(Dataset entries)
◇ ◇ ◇ ◇

PR #959, opened 2021-12-08
[sailfish-browser] Use a press and hold scheme in tab list to switch …

dcaliste:
…to close mode.

Coming from a discussion in the forum (https://forum.sailfishos.org/t/browser-redesign-in-sailfish-4-2-feedback-thread/7867/78 and later posts), it was proposed to use a press and hold behaviour to activate a close tab mode in the tab list view. Like in the home screen (Lipstick switcher).

I've investigated the possibility and created a PR to test the idea. It's using the same metrics (animation duration, scaling factor...) than in the Lipstick switcher.

Here is a screen shot :
close

Entering this mode would allow later to implement a tab reordering capability, like in the Lipstick switcher.

@rainemak or @jpetrell , what do you think ?

PS : @rainemak , I've removed the timer in `TabItem.qml` that you added in 2014 commit bab080154 when the tabs were using shader effects and textures. I think it's safe to remove it now that we're using images. Do you agree ?

### DIFF
--- a/apps/browser/qml/pages/components/TabGridView.qml
+++ b/apps/browser/qml/pages/components/TabGridView.qml
@@ -28,6 +28,8 @@ SilicaGridView {
                                         : parent.width < 2 * parent.height
                                           ? parent.width <= height ? 1 : 2 : 3
     readonly property real thumbnailWidth: (parent.width - Theme.horizontalPageMargin * 2 - (Theme.paddingLarge * (columns - 1))) / columns
+    readonly property real _tabScale: housekeeping ? 0.9 : 1.0
+    property bool housekeeping
 
     signal hide
     signal enterNewTabUrl
@@ -66,21 +68,69 @@ SilicaGridView {
     cellWidth: thumbnailWidth + Theme.paddingLarge
     cellHeight: thumbnailHeight + Theme.paddingLarge
 
-    delegate: TabItem {
-        id: tabItem
+    delegate: Item {
+        id: item
 
-        enabled: !closingAllTabs
-        opacity: enabled ? 1.0 : 0.0
+        opacity: !closingAllTabs ? 1.0 : 0.0
         Behavior on opacity { FadeAnimator {}}
 
         width: thumbnailWidth
         height: thumbnailHeight
 
+        scale: tabGridView._tabScale
+        Behavior on scale { SmoothedAnimation {duration: 200; velocity: -1} }
+
         GridView.onAdd: AddAnimation {
-            target: tabItem
+            target: item
         }
         GridView.onRemove: RemoveAnimation {
-            target: tabItem
+            target: item
+        }
+
+        TabItem {
+            id: tabItem
+            anchors.fill: parent
+            enabled: !closingAllTabs
+            showClose: !tabGridView.housekeeping
+
+            onClicked: {
+                if (tabGridView.housekeeping) {
+                    tabGridView.housekeeping = false
+                } else {
+                    activateTab(index)
+                }
+            }
+            onPressAndHold: tabGridView.housekeeping = true
+            onCloseClicked: closeTab(index)
+        }
+        Rectangle {
+            color: Theme.colorScheme === Theme.LightOnDark
+                ? closeButton.down ? Theme.highlightColor : Theme.primaryColor
+                : closeButton.down ? Theme.highlightDimmerColor : Theme.highlightBackgroundColor
+            width: Theme.iconSizeMedium
+            height: width
+            radius: width / 2.
+            anchors.horizontalCenter: parent.horizontalCenter
+            anchors.verticalCenter: parent.bottom
+            opacity: tabGridView.housekeeping ? 1.0 : 0.0
+            visible: opacity > 0.
+            Behavior on opacity { FadeAnimation { } }
+
+            IconButton {
+                id: closeButton
+                anchors.centerIn: parent
+                icon.color: Theme.colorScheme === Theme.LightOnDark
+                    ? Theme.highlightBackgroundColor : Theme.lightPrimaryColor
+                icon.highlightColor: Theme.colorScheme === Theme.LightOnDark
+                    ? Theme.highlightDimmerColor : Theme.darkSecondaryColor
+                icon.highlighted: down
+                icon.source: "image://theme/icon-close-app"
+                enabled: !closingAllTabs && tabGridView.housekeeping
+                onClicked: {
+                    tabItem.markClosed()
+                    closeTab(index)
+                }
+            }
         }
     }
 
@@ -90,7 +140,7 @@ SilicaGridView {
             z: -1
             width: tabGridView.width
             height: tabGridView.height
-            onClicked: hide()
+            onClicked: tabGridView.housekeeping = false
         }
     ]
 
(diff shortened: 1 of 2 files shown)


apps/browser/qml/pages/components/TabGridView.qml
```diff
@@ -28,6 +28,7 @@ SilicaGridView {
                                         : parent.width < 2 * parent.height
                                           ? parent.width <= height ? 1 : 2 : 3
     readonly property real thumbnailWidth: (parent.width - Theme.horizontalPageMargin * 2 - (Theme.paddingLarge * (columns - 1))) / columns
```
rainemak, line 30: Having `property bool housekeeping` would improve readability. This property could be then in bindings where you are know using _tabScale. For example this would make onClicked (and onPressAndHold) handler clear in the TabItem.

apps/browser/qml/pages/components/TabGridView.qml
```diff
@@ -66,21 +67,68 @@ SilicaGridView {
...
+            target: item
+        }
+
+        TabItem {
+            id: tabItem
+            anchors.fill: parent
+            enabled: !closingAllTabs
+
+            onClicked: {
+                if (tabGridView._tabScale == 1.0) {
```
rainemak:
```suggestion
                if (tabGridView.housekeeping) {
                    tabGridView.housekeeping = false
                } else {
                    activateTab(index)
                }
```
Usually reading positive conditions are more readable than going through negative (if not housekeeping). Hence, I'd change order as well.

apps/browser/qml/pages/components/TabGridView.qml
```diff
@@ -66,21 +67,68 @@ SilicaGridView {
...
+                    activateTab(index)
+                } else {
+                    tabGridView._tabScale = 1.0
+                }
+            }
+            onPressAndHold: tabGridView._tabScale = 0.9
+        }
+        Rectangle {
```
rainemak, line 106: This Rectangle & Image & MouseArea should really be an Rectangle & IconButton. IconButton will handle highlighting of the icon. The background Rectangle can be pretty much like already declared (small remark below).

apps/browser/qml/pages/components/TabGridView.qml
```diff
@@ -66,21 +67,68 @@ SilicaGridView {
...
+            color: Theme.colorScheme === Theme.LightOnDark
+                ? mouseArea.pressed ? Theme.highlightColor : Theme.primaryColor
+                : mouseArea.pressed ? Theme.highlightDimmerColor : Theme.highlightBackgroundColor
+            width: portrait ? Theme.iconSizeLarge : Theme.iconSizeMedium
+            height: width
+            radius: width / 2.
+            anchors.horizontalCenter: parent.horizontalCenter
+            anchors.verticalCenter: parent.bottom
+            opacity: tabGridView._tabScale < 1.0 ? 1.0 : 0.0
```
rainemak:
```suggestion
            opacity: tabGridView.housekeeping ? 0.0 : 1.0
```

apps/browser/qml/pages/components/TabGridView.qml
```diff
@@ -66,21 +67,68 @@ SilicaGridView {
...
+                anchors.centerIn: parent
+                source: "image://theme/icon-close-app?" + (Theme.colorScheme === Theme.LightOnDark
+                    ? mouseArea.pressed ? Theme.highlightDimmerColor : Theme.highlightBackgroundColor
+                    : mouseArea.pressed ? Theme.darkSecondaryColor : Theme.lightPrimaryColor)
+            }
+
+            MouseArea {
+                id: mouseArea
+                anchors.fill: parent
+                enabled: !closingAllTabs && tabGridView._tabScale < 1.0
```
rainemak: This enabled would be then enabling of the IconButton.

apps/browser/qml/pages/components/TabItem.qml
```diff
@@ -17,17 +17,20 @@ import Sailfish.Silica 1.0
...
-    property bool destroying
     property color highlightColor: Theme.colorScheme == Theme.LightOnDark
                                    ? Theme.highlightColor
                                    : Theme.highlightFromColor(Theme.highlightColor, Theme.LightOnDark)
     // In direction so that we can break this binding when closing a tab
     implicitWidth: width
     implicitHeight: height
 
-    enabled: !destroying
+    function closing() {
```
rainemak:
```suggestion
    function closing() {
```
Closing is a state/status whereas function name should be describing what this function does (verb). I would not call this "close" either as this is not really closing anything. That said, I'd propose "markClosed" as this is changing TabItem to itself final state.

rainemak (changes requested):
Almost there I'd say. Like discussed during the community meeting, people have gotten used to the close button that can be found from the toolbar menu. That's my favorite as well.

Maybe the biggest concern that I have is whether this actually improves situation or not but I'll to elaborate a way that should render good end results. I think we should leave close icon still to the TabItem header (where it was, at least for time being) as that would be a bit quicker way to close. Then this PR & commit would be more about introducing a housekeeping mode for tabs where closing is first action and re-organizing tab order could be implemented later.

apps/browser/qml/pages/components/TabGridView.qml
dcaliste: Indeed, good idea. It's more intentional with such a property.

apps/browser/qml/pages/components/TabGridView.qml
dcaliste: Yep, I've changed all use of `_tabScale` to use `housekeeping` instead and reverse order when necessary to avoid negative in tests.

apps/browser/qml/pages/components/TabGridView.qml
dcaliste: Good advice, thanks. I'm using an IconButton as done before in TabItem.qml.

apps/browser/qml/pages/components/TabGridView.qml
dcaliste: Done.

apps/browser/qml/pages/components/TabGridView.qml
dcaliste: Moved to it.

apps/browser/qml/pages/components/TabItem.qml
dcaliste: Ok, I've changed the name for your suggestion.

dcaliste:
Thank you @rainemak for your review and suggestions. I've updated the PR accordingly.

I'm a bit wondering though : do you prefer to have this code to TabItem.qml ? If so, I can do, no problem.

rainemak:
I guess rebase went wrong, maybe you rebased from master instead of next.

dcaliste:
Oops, stupid me. Corrected, now based on next, and not anymore 55 commit to push ;-)

apps/browser/qml/pages/components/TabItem.qml
```diff
@@ -110,31 +111,6 @@ BackgroundItem {
                     truncationMode: TruncationMode.Fade
                     color: down || activeTab ? root.highlightColor : Theme.primaryColor
                 }
-
-                IconButton {
```
rainemak: I'd keep this close button as well until housekeeping mode has also re-organizing tabs functionality.

dcaliste: Ok, thanks. I understand your point now. I'll update the PR after my vacations are over, second half of August.

dcaliste:
It's now rebased with all remarks addressed (if I didn't missed any) and the close icon back on TabItem.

◇ ◇ ◇ ◇

• Exercise
Look through the data above. Find each line with the string "signal" and copy it.

• Answer box
     signal hide
     signal enterNewTabUrl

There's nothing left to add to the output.